▶ **Your objective**
Starting with the line that has "support pod template", retype each line down to the end of the entries below, without leaving any out or adding any.

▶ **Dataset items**
PR #79, opened 2022-11-23
support pod template change after some duration(for job)

nkuacac:
A way to make pod change status to finish after some durations( defined in the annotation 'last')


wzshiming:
It seems to me that it is not appropriate for a Pod created by a Job to be a direct completer of this behavior.
In fact, the Pod needs to become running and then become completed after some time.

Therefore, we will design an API to try to cover this case, which is still under WIP, feel free to discuss #67.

▶ **Written solution**
support pod template change after some duration(for job)

nkuacac:
A way to make pod change status to finish after some durations( defined in the annotation 'last')


wzshiming:
It seems to me that it is not appropriate for a Pod created by a Job to be a direct completer of this behavior.
In fact, the Pod needs to become running and then become completed after some time.

Therefore, we will design an API to try to cover this case, which is still under WIP, feel free to discuss #67.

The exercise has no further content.